#### by Daniel W. Stroock

Suppose that __\( \{\mu _n:\,n\in\mathbb{N}\} \)__ is a sequence of
Borel probability measures on a Polish space __\( \Omega \)__, and assume that, as
__\( n\to\infty \)__, __\( \mu _n \)__ degenerates to the point mass __\( \delta _{\omega_0} \)__ at
__\( \omega_0\in \Omega \)__. Then, it is reasonable to say that, at least for large __\( n \)__,
neighborhoods of __\( \omega _0 \)__ represent “typical” behavior and that their
complements represent “deviant” behavior; it is often important to
know how fast their complements are becoming deviant. Finding a detailed
solution to such a problem usually entails rather intricate analysis. However,
if one’s interest is in behavior which is
“highly deviant”, in the sense that it is dying out at an exponential
rate, and if one is satisfied with finding the exponential rate at which it
is disappearing, then one is studying
*large deviations*
and life is much easier. Indeed, instead of trying to calculate the
asymptotic limit of quantities like __\( \mu
_n\bigl(B(\omega_0,r)^{\complement} \bigr) \)__ (where __\( B(\omega ,r) \)__
denotes the ball of radius __\( r \)__ centered at __\( \omega \)__), one is trying to calculate
__\begin{equation}
\lim_{n\to\infty }\frac1n \log \mu _n\bigl(B(\omega_0,r)^{\complement} \bigr) ,
\end{equation}__
which is an inherently simpler task.

To develop the intuition for this type of analysis, remember that we are
dealing here with probability measures. Thus, the only way that the __\( \mu
_n \)__ can degenerate to __\( \delta _{\omega_0} \)__ is that more and more of their
mass is concentrated in a neighborhood of __\( \omega_0 \)__. In the nicest
situation, this concentration is taking place because
__\[ \mu_n(d\omega )=\frac1{Z_n}e^{-nI(\omega )}\lambda (d\omega ) ,\]__
where
__\( I(\omega ) > I(\omega_0)\ge0 \)__ for __\( \omega \neq \omega_0 \)__, and __\( \lambda \)__ is
some reference measure. Indeed, assuming that
__\[ \lim_{n\to\infty}\frac1n\log Z_n=0 ,\]__
then
__\begin{align*}
\lim_{n\to\infty }\frac1n\log \mu _n(\Gamma )
&
=\lim_{n\to\infty }
\log\|\mathbf{1}_\Gamma e^{-I}\|_{L^n(\lambda )}
\\
&
=\log \|\mathbf{1}_\Gamma e^{-I}\|_{L^\infty
(\lambda )}
\\
&
=-\mathop{\mathrm{essinf}}_{\hskip-7pt \omega \in\Gamma }\,I(\omega
).
\end{align*}__
That is,
__\begin{equation}
\label{1}
\lim_{n\to\infty }\frac1n\log\mu _n(\Gamma
)=-\mathop{\mathrm{essinf}}_{\hskip-7pt \omega \in\Gamma }\,I(\omega ).
\end{equation}__
Of course, for many applications (for example, to number theory, geometry, or
statistical mechanics) the non-appearance of __\( Z_n \)__ in the answer would
mean that one has thrown out the baby with the wash. On the other hand,
because it is so crude, the type of thinking used in the previous remark predicts
correct results even when it has no right to. To
wit, suppose that __\( \Omega =\{\omega \in C([0,1];{\Bbb
R}):\,\omega (0)=0\} \)__ and __\( \mu _n \)__ is the distribution of __\( \omega
\in \Omega \longmapsto n^{-1/2}\,\omega \,\in\, \Omega \)__ under standard
Wiener measure. Clearly, the __\( \mu _n \)__
are degenerating to the point-mass at the path __\( \mathbf{0} \)__ which is identically 0.

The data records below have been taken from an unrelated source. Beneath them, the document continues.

PR #919, opened 2026-06-23
feat(configurator): communications channel enable/disable — onboarding + management (#547)

singhalkarun:
Frontend for **SaaS Comms Infra Setup** (#547). Adds a per-tenant notification-channel enable/disable UI in the configurator, in two places that share one component + hook. Pairs with the backend in **#918** (the toggles only take effect once #918 is deployed).

## What this does
- **Onboarding step (Phase 5 — "Communications").** A new, **skippable** step with WhatsApp / SMS / Email toggles, **off by default**. Skip writes nothing; Save persists and continues.
- **Management settings page** (Management → **System → Communications**, `/manage/communications`). The "configure it later" home — same toggles for the logged-in tenant, with Save.
- **Shared internals.** `ChannelToggleList` + `channels.ts` + `useNotificationChannels` hook are reused by both screens so they behave identically.
- **config-service integration.** New `configService` writes `NotificationChannel` records via `/config-service/config/v1/_create|_update|_search`. Since config-service has no upsert (schema x-unique on `code`), it **creates then reconciles via `_update` on a duplicate** (case-insensitive match), mirroring `notif-mdms-seed/seed.sh`.

## Wiring
- New `phase/5` route; Phase 4 "Continue" → Phase 5; `completePhase` cap 5→6; completion screen stepper/table + `onboarding_complete` telemetry updated for the new final phase.
- Sidebar entry under the **System** group; `/manage/communications` custom route; i18n label added.

## Robustness (from independent review)
- **Best-effort save** (`Promise.allSettled`): every channel is attempted; a combined error names which failed instead of aborting mid-loop and masking partial success.
- **Read-failure guard:** if the initial load fails, a warning is shown and **Save is blocked** so a transient read can't overwrite all channels to OFF.
- Clear error (not a misleading `INVALID_ID`) when a duplicate can't be located; friendlier 403 message; state resets on tenant change; the disabled toggle is properly `disabled`/`aria-disabled`.

## Scope (per team, 2026-06-23)
Enable/disable **only**. Credentials and message templates are **out of scope** — assumed pre-seeded on the Twilio/SendGrid side; message text lives in Twilio as approved templates.

## Tests
`vitest` **40 green** — `configService` (create / duplicate→update / not-found / case-insensitive / partial-failure / search), the onboarding page, and the management page (render/default-off, pre-populate, save+toast, skip, error). `tsc -b` + lint clean. Browser-level QA is manual (checklist in comments).

## Depends on
**#918** — without it these toggles write config that nothing consumes yet.


singhalkarun:
**Added QA tests** (commit af2ea689)

- **`CommunicationsPage.test.tsx`** (RTL, runs in CI now): default-off render, pre-populate from existing config, save payload + toast + navigate, skip-writes-nothing, and save-error shows an alert without navigating. 5 cases.
- **`e2e/tests/communications.test.mjs`** (Puppeteer): onboarding login → enable WhatsApp → Save → **reload `/phase/5` and assert the toggle persisted** (proves the config-service write round-tripped, not just local UI state) → restore default-OFF for idempotency. Runs against a deployed origin via `E2E_BASE_URL`, so it goes green once this branch has a preview/staging deploy.

Full vitest suite **32 green**, `tsc -b` clean, e2e syntax-checked. The behavioral end-to-end (enable → fire a `complaints.domain.events` event → assert `nb_dispatch_log` SENT/SKIPPED) still needs backend #918 deployed — out of scope for this PR.

singhalkarun:
## Manual QA checklist — Communications step

**Prerequisites**
- This branch deployed/served somewhere reachable, with a DIGIT backend.
- The `NotificationChannel` schema registered in MDMS for the test tenant (auto-registered by `default-data-handler`; also covered by the seed wiring in backend #918).
- Log in via **Onboarding** mode (the step lives at `/phase/5`).

**Navigation & gating**
- [ ] Complete Phase 4 → "continue" lands on the **Communications** step (phase 5).
- [ ] The stepper shows a 5th step ("Comms"); it's reachable after Phase 4.
- [ ] Direct-navigating to `/phase/5` while authenticated renders the step.

**Default-off**
- [ ] On a tenant with no channel config, **all three toggles (WhatsApp / SMS / Email) are OFF**.
- [ ] SMS and Email show their "may not be wired / globally paused" notes.

**Enable → save → persistence (the key check)**
- [ ] Toggle **WhatsApp ON** → "Save & Continue" → success toast lists "WhatsApp" → lands on the completion screen.
- [ ] Re-enter `/phase/5` → **WhatsApp is still ON** (proves the write persisted, not just local UI state).
- [ ] Independent read-back: `POST /config-service/config/v1/_search` with `{criteria:{tenantId,schemaCode:"NotificationChannel"}}` returns the WHATSAPP record with `enabled: true`.

**Re-toggle (update path)**
- [ ] Re-enter, toggle **WhatsApp OFF**, Save → re-enter → it's OFF (the create-then-_update reconcile works; no duplicate-record error surfaces).

**Skip**
- [ ] From a fresh entry, click **"Skip for now"** → lands on completion, and **no** `NotificationChannel` records were written/changed for that tenant.

**Error handling**
- [ ] (If you can force a config-service failure, e.g. schema not registered) Save shows a **red error alert** and stays on the page — no navigation.

**Behavioral end-to-end** (needs backend #918 deployed)
- [ ] With WhatsApp enabled, file/transition a complaint for the tenant → `nb_dispatch_log` row `SENT` for `whatsapp`.
- [ ] With WhatsApp disabled, same event → `SKIPPED` / `NB_CHANNEL_DISABLED`, no message sent.

Automated CI covers the page logic (`CommunicationsPage.test.tsx`: default-off, pre-populate, save payload, skip, error). This checklist covers the live browser + real config-service persistence that the unit tests mock out.

singhalkarun:
**Review fixes applied** (commit 5ca3c838) — from an independent adversarial review:

- **Reconcile robustness:** `upsertNotificationChannel` matches the existing row **case-insensitively** and throws a clear error instead of sending `_update` with an `undefined` id (which produced a misleading `INVALID_ID`) when a duplicate can't be located. [F#1]
- **Partial-failure handling:** `saveNotificationChannels` is now best-effort (`Promise.allSettled`) — every channel is attempted and a combined error names which failed, instead of aborting mid-loop and masking partial success. [F#2]
- **Silent-overwrite footgun closed:** if the initial read fails, the hook surfaces a `loadError`, the pages show a warning, and **Save is blocked** — so a transient read can't overwrite all channels to OFF. [F#5]
- **403 UX + tenant-change reset + a11y:** friendlier permission-denied message; state resets on tenant change; the disabled toggle is now actually `disabled`/`aria-disabled` with a visual cue. [F#3/F#4/F#6]

Tests added for the not-found, case-insensitive, and partial-failure paths. tsc clean; vitest **40 green**.

(One review note was a false alarm — "the bridge doesn't gate on `enabled`" — because it reviewed this PR against develop, where #918 isn't merged. With #918 the bridge does gate. Confirms the cross-PR dependency: #919 is inert until #918 ships.)

singhalkarun:
## ⚠️ Deploy prerequisite — operator role for saving channels

Saving channel toggles writes to **config-service** (`_create`/`_update`), which DIGIT access-control gates by role (verified from the repo's `ACCESSCONTROL-ACTIONS`/`ROLEACTIONS`):

- **Read / pre-populate** (`config/v1/_search`): `EMPLOYEE`, `CITIZEN`, `SUPERUSER`, `CONFIG_ADMIN` — broad, so the screen loads fine for any operator.
- **Save** (`config/v1/_create` + `_update`): **only `SUPERUSER` or `CONFIG_ADMIN`.**

**Implication:** the onboarding/management operator must have **`SUPERUSER` or `CONFIG_ADMIN`** to save. A plain `EMPLOYEE` can view/toggle but **Save will 403** (the page now shows a clear permission-denied message for this case). This is a provisioning step, not a code change.

To confirm per environment: (a) the operator account carries one of those roles, and (b) the deployment's access-control actions/role-actions match the repo defaults (these are currently defined under `ACCESSCONTROL-ACTIONS-TEST`, so verify the prod set registers config-service `_create`/`_update`/`_search` and maps them to the operator's role). Derived statically — no live env needed to know the requirement; only the per-user role assignment needs checking in the target env.

singhalkarun:
## Live-test follow-up + a consistency fix (commit 8170b874d)

The backend gate (#918) was live-verified against a real DIGIT env, which surfaced a config-service behaviour worth mirroring here: `_search` returns **inactive (soft-deleted)** records unless filtered. To keep this UI consistent with the gate, `getNotificationChannels` (used to pre-populate the toggles) now searches with `isActive:true`, so a soft-deleted record doesn't pre-populate a toggle with stale state.

The reconcile search in `upsertNotificationChannel` is intentionally left **broad** (no `isActive` filter) so it can still locate **and revive** a soft-deleted duplicate on save. Test added; vitest green.

Note: a real end-to-end UI test on the bomet dev box is currently blocked by that env's auth (its legacy `/user/oauth/token` is erroring; the box uses Keycloak) — not a code issue here. The gate this UI drives is live-verified on #918.

KDwevedi:
Closing as stale. The configurator communications config is consolidated in #1059 (config-driven, self-service SMS/Email/WhatsApp foundation) + #1284 (Notification Providers management + Sync-from-Twilio map-and-confirm UI). Keeping one line of work to avoid overlapping configurator/i18n edits. Thanks @singhalkarun — if the onboarding-flow channel-toggle surface specifically is still needed on top of the consolidated stack, let's scope it as a follow-up rather than a parallel PR.

PR #924, opened 2026-06-24
feat(novu-bridge): bounded auto-retry with backoff before DLQ (#547 follow-up)

singhalkarun:
**Follow-up to #918** (stacked on it — base is `feature/comms-channel-enable-gate`; rebase to `develop` once #918 lands).

## Why
#918 made transient failures (e.g. a config-service blip) **throw → DLQ**, which is safe but the DLQ is a terminal holding pen — recovery needed a **manual replay**. The service already had retry scaffolding (a `novu-bridge.retry` topic the consumer listens to, a `maxRetries` setting) but **nothing fed it**. This wires it up so short outages self-recover.

## What
- On any processing failure, the consumer **re-queues the event on the retry topic** with an incremented `attempt`; once `attempt` exceeds `maxRetries` it routes to the **DLQ**. Bounded, nothing silently dropped.
- Messages consumed from the retry topic **wait `novu.bridge.retry.delay.ms` (default 5s, 0 disables)** before reprocessing — so a brief outage gets spacing between attempts instead of burning all retries in milliseconds.
- Retry-topic messages are the wrapper `{ event, attempt, ... }`; input-topic messages stay the raw event (distinguished by the topic header).

## Behavior
- Transient single failure → retried, usually succeeds → no DLQ, no manual step.
- Sustained outage → `maxRetries` spaced attempts, then DLQ (same safety as before, now after trying).
- Success → nothing produced.

## Tests
`DomainEventConsumerTest`: success → no produce; input failure → retry topic `attempt=1`; retry below max → incremented attempt; at max → DLQ. Backoff set to 0 in tests. Full novu-bridge suite **21 green**.

## Known limitation
Backoff is **blocking** (`Thread.sleep` on the retry consumer). Fine for this low-volume, event-driven path. If throughput ever demands it, a non-blocking delayed-retry (Spring `@RetryableTopic` or a scheduler) is the next step — noted, not done here.

### DIFF
--- a/backend/novu-bridge/src/main/java/org/egov/novubridge/config/NovuBridgeConfiguration.java
+++ b/backend/novu-bridge/src/main/java/org/egov/novubridge/config/NovuBridgeConfiguration.java
@@ -63,6 +63,12 @@ public class NovuBridgeConfiguration {
     @Value("${novu.bridge.max.retries:3}")
     private Integer maxRetries;
 
+    // Fixed backoff applied before reprocessing a message consumed from the retry topic, so a brief
+    // downstream outage (e.g. config-service) gets spacing between attempts instead of burning all
+    // retries instantly. Bounded by maxRetries. 0 disables the wait (used in tests).
+    @Value("${novu.bridge.retry.delay.ms:5000}")
+    private Integer retryDelayMs;
+
     @Value("${novu.bridge.preference.enabled:true}")
     private Boolean preferenceEnabled;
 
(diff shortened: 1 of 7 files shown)


singhalkarun:
**Review fixes applied** (commit 9d43ef9e) — from an independent adversarial review of the backend stack:

- **`_validate`/`_dry-run` regressions fixed:** the diagnostic `process()` no longer 500s when config-service is unavailable (returns a diagnostic result) and no longer writes a `SKIPPED` dispatch-log row on `send=false`. [B#1]
- **Per-channel isolation widened:** `dispatchForChannel` now catches `Exception` (not just `CustomException`), so an unexpected error on one channel is recorded `FAILED` instead of bubbling and re-queuing the whole event — which would re-send channels that already succeeded (duplicates). New test locks it. [B#3]
- **Retry listener split + capped:** input and retry topics now have **separate** `@KafkaListener`s, and the retry listener uses `max.poll.records=1`, so the blocking backoff can't head-of-line-block live notifications or breach `max.poll.interval.ms` under a backlog. [B#2]
- **`seed.sh` comment corrected:** it registers the schema only; seeded tenants fall back to the legacy allow-list (not "default OFF"). [B#8]

novu-bridge suite **23 green**, full `mvn package` produces deployable jars (both novu-bridge and default-data-handler, with the NotificationChannel config/schema bundled).

Note: these fixes touch #918's gate code as well as #924's retry code; since this PR is stacked on #918, they live on this tip branch — merge the backend stack together (#918 → #924).

Issue #923, opened 2026-06-23
[Bug] CMS: Citizen/Employee: Invalid file attached message does not get cleared automatically or manually


Gurjeet-eGov:
# Description

Citizen/Employee: Invalid file attached message does not get cleared automatically or manually

---

# Steps to Reproduce

1. Login to citizen
2. Go to create complaint 
3. Enter details
4. Upload an image exceeding 5mb limit 

---

# Expected Behavior

Toast message shall clear automatically and also display close icon 

---

# Actual Behavior

<img width="1366" height="656" alt="Image" src="https://github.com/user-attachments/assets/81a4cfa4-b3a5-4cd0-88ba-f73b80028413" />

singhalkarun:
Fixed in #976 (verified live on the citizen create flow with a 25 MB image).

Root cause: the upload widget (`ImageUploadHandler`, used by citizen create + reopen) renders the shared `Toast` for the "file too large" error, but (a) the `Toast` error variant only shows its close button when `isDleteBtn` is passed — it wasn't — so there was no × to dismiss it, and (b) nothing cleared the error on a timer, so the banner stayed forever.

Fix: pass `isDleteBtn` (manual close ×) and auto-dismiss the error after 5s.

Note: the employee create form has no image-upload field, so this case doesn't arise there; its toasts already auto-dismiss and its document uploads use inline (self-clearing) validation errors. So the fix targets the citizen path the repro describes.

Gurjeet-eGov:
@singhalkarun fix the css, close icon is just a plain white box 

<img width="1366" height="659" alt="Image" src="https://github.com/user-attachments/assets/48d7478e-d795-4558-8809-76c19c23b16a" />

https://github.com/user-attachments/assets/8b5c8d0b-a050-4b22-a86b-498a8975b6d3

PR #976, opened 2026-06-29
fix(pgr): auto-dismiss + close button on file-upload error toast (#923)

singhalkarun:
Fixes #923.

## Problem
On **citizen → Create Complaint → upload an image that's too large / unsupported**, the error toast ("file too large") stayed on screen permanently — it didn't auto-dismiss and had no close icon, so the user couldn't get rid of it.

## Root cause
The upload widget is `ImageUploadHandler` (citizen create reuses it via the registered `SelectImages`; Reopen-complaint uses it too). It renders the shared `Toast` atom for the error, but:
- The `Toast` **error variant only renders the close button when `isDleteBtn` is set** — `ImageUploadHandler` didn't pass it ⇒ **no close icon**.
- The atom has **no auto-dismiss timer**, and the caller never cleared the error on a timeout ⇒ **the banner persisted forever**.

## Fix (`ImageUploadHandler.js`)
- Pass `isDleteBtn` so the error toast shows a **manual close button**.
- **Auto-dismiss** the error after 5s.

## Scope note
The **employee** Create-Complaint form has no image-upload field (only text/dropdown/location components), so the persistent-toast case doesn't arise there; its other toasts already auto-dismiss (3s) and its document uploads use inline validation errors that clear on re-upload/delete. The reported repro is citizen-only.

## Verification
- `npm run build` passes.
- Manual QA: rejected-file toast now shows a close (×) and disappears on its own after a few seconds.

### DIFF
--- a/digit-ui-esbuild/packages/react-components/src/atoms/ImageUploadHandler.js
+++ b/digit-ui-esbuild/packages/react-components/src/atoms/ImageUploadHandler.js
@@ -43,6 +43,15 @@ export const ImageUploadHandler = (props) => {
     }
   }, [imageFile]);
 
+  // Auto-dismiss the upload error toast so a rejected file (too large /
+  // unsupported) doesn't leave a banner stuck on screen forever (CCRS#923).
+  // The toast also gets a manual close button (isDleteBtn below).
+  useEffect(() => {
+    if (!error) return undefined;
+    const timer = setTimeout(() => setError(null), 5000);
+    return () => clearTimeout(timer);
+  }, [error]);
+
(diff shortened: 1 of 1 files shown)


singhalkarun:
Auto hides after 5s now

https://github.com/user-attachments/assets/1cbd837c-a7a6-4c4d-9ae7-4cd0ca5c87eb

KDwevedi (approved):
Approved. Minimal, correct fix for #923 — adds the close button and 5s auto-dismiss; timer cleanup is sound. Optional follow-up: reset the file input value so re-selecting the identical rejected file re-triggers the toast.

Moreover, Feynman’s representation of __\( \mu _n \)__ is
__\[
\mu _n(d\omega )=\frac1{Z_n}e^{-n\,I(\omega )}\,\lambda (d\omega ),
\]__
where
__\[
I(\omega )=\frac12\int_0^1|\dot\omega (t)|^2 dt
\]__
and __\( \lambda \)__ is the Lebesgue measure on __\( \Omega \)__. Ignoring the fact that none of
this is mathematically kosher and proceeding formally, one is led to the
guess that __\eqref{1}__ may nonetheless be true, at least after one has taken
into account some of its obvious flaws. In particular, there are two
sources of concern. The first of these is the almost-sure
non-differentiability of Wiener paths. However this objection is easily
overcome by simply defining __\( I(\omega )=\infty \)__ unless __\( \omega \)__ has a
square-integrable derivative. The second objection is that __\( \lambda \)__ does
not exist and therefore the “ess” before the “inf” has no meaning.
This objection is more serious, and its solution requires greater subtlety.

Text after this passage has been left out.